PR #548, opened 2023-10-26
fix: implement `chain_ids_commitment` inclusion proof generation and verification

noot:
## Summary
similarly to `action_tree_root`, we need to prove inclusion of `chain_ids_commitment` inside `data_hash` and verify it when receiving `SequencerBlockData`.

## Background
we need this to prove that no chain IDs were omitted when writing to DA by an untrusted relayer.

## Changes
- add `chain_ids_commitment_inclusion_proof` to `SequencerBlockData` and `RawSequencerBlockData`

Requirement: Copy the records above exactly.

Answer to this problem:
PR #548, opened 2023-10-26
fix: implement `chain_ids_commitment` inclusion proof generation and verification

noot:
## Summary
similarly to `action_tree_root`, we need to prove inclusion of `chain_ids_commitment` inside `data_hash` and verify it when receiving `SequencerBlockData`.

## Background
we need this to prove that no chain IDs were omitted when writing to DA by an untrusted relayer.

## Changes
- add `chain_ids_commitment_inclusion_proof` to `SequencerBlockData` and `RawSequencerBlockData`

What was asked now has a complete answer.